I can only hope there remains some level of intelligence and analytical rigor in the White House, otherwise we are in for a rough, rough ride for the remainder of this Administration.
You hope for intelligence and analytical rigor in the Biden Administration? Surely you jest. Just look at this gem from today's Wall Street Journal Editorial Board:
"It’s hard not to chuckle at the Federal Trade Commission’s lawsuit last week seeking to block luxury fashion firms Tapestry and Capri from merging in the name of protecting America’s working class. Perhaps in Chair Lina Khan’s elite circles folks who shop at Jimmy Choo think of themselves as the proletariat.
Like many businesses these days, luxury fashion brands face headwinds from higher interest rates, rent and labor costs. Capri Holdings and Tapestry hope that combining will increase their leverage with advertisers and commercial landlords. Capri owns Versace, Jimmy Choo and Michael Kors. Tapestry owns Kate Spade, Coach and Stuart Weitzman.

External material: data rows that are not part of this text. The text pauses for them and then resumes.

PR #211, opened 2023-08-30
:bug: fix bug when using CloudInit without userdata to bootstrap VM

zyiyi11:
This change fixes the bug when using CloudInit transport to bootstrap a VM, not passing user data actually results VM customized with GOSC (LinuxPrep). This patch introduced an annotation to set Cloudinit metadata instance-id and also introduced a webhook to prevent SSO users from setting the annotation manually.

Fixes N/A

Testing done: 
1. gce2e vmservice passed.
2. Greenfield: Manually deployed a VM using Cloud-init sans userdata. `guestinfo.metadata` got set successfully.
3. SSO User setting annotation is forbidden while VI Admin can annotate.
```
$ k apply -f vm1.yaml
Error from server (metadata.annotations.vmoperator.vmware.com/cloud-init-instance-id: Forbidden: adding this annotation is not allowed): error when creating "vm1.yaml": admission webhook "default.validating.virtualmachine.vmoperator.vmware.com" denied the request: metadata.annotations.vmoperator.vmware.com/cloud-init-instance-id: Forbidden: adding this annotation is not allowed

$ k annotate virtualmachine devops-test-vm-3 -n test-ns vmoperator.vmware.com/cloud-init-instance-id=iid-datasource-none
Error from server (metadata.annotations.vmoperator.vmware.com/cloud-init-instance-id: Forbidden: adding this annotation is not allowed): admission webhook "default.validating.virtualmachine.vmoperator.vmware.com" denied the request: metadata.annotations.vmoperator.vmware.com/cloud-init-instance-id: Forbidden: adding this annotation is not allowed

$ root@42001ff0a8e16406567b1f085e82d958 [ ~ ]# k annotate virtualmachine vm-sans-payload -n test-ns vmoperator.vmware.com/cloud-init-instance-id=iid-datasource-none
virtualmachine.vmoperator.vmware.com/vm-sans-payload annotated
```
brownfield scenario change in cayman_vm-operator:
upgrade logic to:
- apply the annotation with the value iid-datasource-none to all VMs that use Cloud-Init sans payload
- only apply the above if the source version being upgraded is less than the first version that has the patch to correct empty Cloud-Init payloads
- this will ensure this is only ever applied to brownfield VMs that meet these conditions prior to the patch being introduced

```release-note
Bootstrap VM using CloudInit without specifying user data now gets customized with CloudInit instead of LinuxPrep
```

### DIFF
--- a/pkg/vmprovider/providers/vsphere/vmprovider_vm_test.go
+++ b/pkg/vmprovider/providers/vsphere/vmprovider_vm_test.go
@@ -1494,6 +1494,98 @@ func vmTests() {
 						})
 					})
 				})
+
+				Context("Cloudinint Transport without userdata", func() {
+					var ec map[string]interface{}
+
+					JustBeforeEach(func() {
+						vm.Spec.VmMetadata = &vmopv1.VirtualMachineMetadata{
+							Transport: vmopv1.VirtualMachineMetadataCloudInitTransport,
+						}
+						vcVM, err := createOrUpdateAndGetVcVM(ctx, vm)
+						Expect(err).ToNot(HaveOccurred())
+
+						var o mo.VirtualMachine
+						Expect(vcVM.Properties(ctx, vcVM.Reference(), nil, &o)).To(Succeed())
+
+						ec = map[string]interface{}{}
+						for _, option := range o.Config.ExtraConfig {
+							if val := option.GetOptionValue(); val != nil {
+								ec[val.Key] = val.Value.(string)
+							}
+						}
+					})
+
+					AfterEach(func() {
+						ec = nil
+					})
+
+					It("Metadata data is included in ExtraConfig", func() {
+						By("Should include default keys and values", func() {
+							Expect(ec).To(HaveKeyWithValue("disk.enableUUID", "TRUE"))
+							Expect(ec).To(HaveKeyWithValue("vmware.tools.gosc.ignoretoolscheck", "TRUE"))
+						})
+
+						By("Should include guestinfo metadata and no guestinfo userdata", func() {
+							Expect(ec).To(HaveKey("guestinfo.metadata"))
+							Expect(ec).To(HaveKey("guestinfo.metadata.encoding"))
+							Expect(ec).ToNot(HaveKey("guestinfo.userdata"))
+						})
+					})
+				})
+
+				Context("Cloudinint Transport with userdata", func() {
+					var ec map[string]interface{}
+
+					JustBeforeEach(func() {
+						configMap := &corev1.ConfigMap{
+							ObjectMeta: metav1.ObjectMeta{
+								GenerateName: "md-configmap-",
+								Namespace:    vm.Namespace,
+							},
+							Data: map[string]string{
+								"user-data": "data",
+							},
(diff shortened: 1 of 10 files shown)


webhooks/virtualmachine/v1alpha1/validation/virtualmachine_validator.go
```diff
@@ -64,6 +64,7 @@ const (
 	invalidNextRestartTimeOnCreate            = "cannot restart VM on create"
 	invalidNextRestartTimeOnUpdate            = "must be formatted as RFC3339Nano"
 	invalidNextRestartTimeOnUpdateNow         = "mutation webhooks are required to restart VM"
+	settingInstanceIDAnnotationNotAllowed     = "adding instance-id annotation is not allowed"
```
dilyar85, line 67: This error message seems redundant since you use `field.Forbidden` which includes the annotation key path already.

webhooks/virtualmachine/v1alpha1/validation/virtualmachine_validator.go
```diff
@@ -738,3 +741,22 @@ func (v validator) isNetworkRestrictedForReadinessProbe(ctx *context.WebhookRequ
...
+
+func (v validator) validateAnnotation(ctx *context.WebhookRequestContext, vm *vmopv1.VirtualMachine) field.ErrorList {
+	var allErrs field.ErrorList
+
+	if ctx.IsPrivilegedAccount {
+		return allErrs
+	}
+
+	annotationPath := field.NewPath("metadata", "annotations")
+	forbiddenAnnotationKey := vmopv1.InstanceIDAnnotation
```
dilyar85, line 753: Nie: Move these declarations inside the if statement (as they are only used if the annotation is non-empty).

pkg/vmprovider/providers/vsphere/vmprovider_vm_test.go
```diff
@@ -1494,6 +1494,98 @@ func vmTests() {
...
+
+						var o mo.VirtualMachine
+						Expect(vcVM.Properties(ctx, vcVM.Reference(), nil, &o)).To(Succeed())
+
+						ec = map[string]interface{}{}
+						for _, option := range o.Config.ExtraConfig {
+							if val := option.GetOptionValue(); val != nil {
+								ec[val.Key] = val.Value.(string)
+							}
+						}
```
dilyar85, line 1516: I feel like these should be executed inside the "It" block rather than "JustBeforeEach" here, so that you don't need to have the "AfterEach" block at all. Additionally, consider having a function to collect the `ec` (we might already have one defined as a  utility function) to avoid duplicate code.

dilyar85 (commented):
Left some comments mostly for suggestions. Overall looks good to me.

pkg/vmprovider/providers/vsphere/vmprovider_vm_test.go
zyiyi11: Moved inside "It" block. Thanks for the suggestion.

dilyar85 (approved):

They also hope to compete more effectively against European luxury fashion powerhouse LVMH, which boasts Louis Vuitton, Dior, Marc Jacobs and other brands. LVMH had $92.2 billion in revenue last year—nearly eight times more than Capri and Tapestry combined.
No bureaucratic worries. The FTC pulls the old antitrust trick of redefining the luxury market to discover competitive harm. The agency claims the merger will harm competition in the “accessible luxury” and “affordable” handbag market. The agency describes handbags that retail for several hundred dollars as “affordable,” which they may be for antitrust attorneys in Washington. Most middle-class Americans would consider them a genuine luxury."
These clowns are an ongoing joke. Lina Khan, Granholm, Buttigieg...all birds of a feather under their fearless leader.
"They" cannot be this stupid. I hope.